### Task statement
So that nothing is lost, restate each entry exactly as supplied.

Collected data entries

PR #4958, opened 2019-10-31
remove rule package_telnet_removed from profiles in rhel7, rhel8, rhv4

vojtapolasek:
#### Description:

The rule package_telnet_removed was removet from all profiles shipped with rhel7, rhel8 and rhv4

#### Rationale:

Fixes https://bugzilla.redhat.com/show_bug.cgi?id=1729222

### Result for this task
PR #4958, opened 2019-10-31
remove rule package_telnet_removed from profiles in rhel7, rhel8, rhv4

vojtapolasek:
#### Description:

The rule package_telnet_removed was removet from all profiles shipped with rhel7, rhel8 and rhv4

#### Rationale:

Fixes https://bugzilla.redhat.com/show_bug.cgi?id=1729222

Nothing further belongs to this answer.